9 Oral - Platform Session 1 Complex Traits
Wednesday June 08, 10:00 AM - 10:15 AM

Improving Phenotype Prediction by Learning Patterns of Sharing across Multiple Phenotypes


Authors:
Fabio Morgante 1,2; Gao Wang 3,4; Yuxin Zou 5; Abhishek Sarkar 4; Peter Carbonetto 4; Yang Li 2,4; Matthew Stephens 4,5

Affiliations:
1) Center for Human Genetics, Department of Genetics and Biochemistry, Clemson University, Greenwood, SC; 2) Section of Genetic Medicine, Department of Medicine, University of Chicago, Chicago, IL; 3) Department of Neurology, Columbia University, New York City, NY; 4) Department of Human Genetics, University of Chicago, Chicago, IL; 5) Department of Statistics, University of Chicago, Chicago, IL

Keywords:
Theory & Method Development

Predicting phenotypes from genotypes is a fundamental task in quantitative genetics. While phenotype prediction was pioneered in agricultural breeding for selection purpose, it has recently become important in human genetics as well. In fact, predicting disease risk and other medically relevant phenotypes via Polygenic Risk Scores (PRS) is one of the main goals of precision medicine.

With technological advances, it is now possible to measure multiple phenotypes in large samples. Multiple phenotypes can share their genetic component; therefore, modeling these phenotypes jointly may improve prediction accuracy by leveraging the shared effects across such phenotypes. However, effects can be shared across phenotypes in a variety of ways, so computationally efficient statistical methods are needed that can accurately and flexibly capture patterns of effect sharing.

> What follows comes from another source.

PR #2818, opened 2025-06-24
disable Firebase Analytics on Linux and explicitly handle Unsupported…

DeckerSU:
…Error in init

* Add a `Platform.isLinux` guard to immediately disable analytics on unsupported platforms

Here, we describe new Bayesian multivariate regression methods that, by using flexible priors, are able to model many different patterns of effect sharing and specificity across phenotypes. We evaluated our methods in their ability to predict gene expression in multiple tissues using simulations with different patterns of effect sharing across tissues and genomic heritabilities. The results suggest that these new methods can predict better than existing univariate and multivariate methods, while also being computationally efficient. We then sought to replicate those results on real data by analyzing the Genotype Tissue Expression (GTEx) project data. We showed that our methods improve prediction performance on average for all the tissues, especially for those groups of tissues where shared effects have been previously described.

While gene expression prediction was used as an application, our methods are general multivariate regression methods that can be used for any multi-phenotype applications, including PRS computation and breeding value prediction. Thus, our methods have the potential to provide improvements across fields and organisms.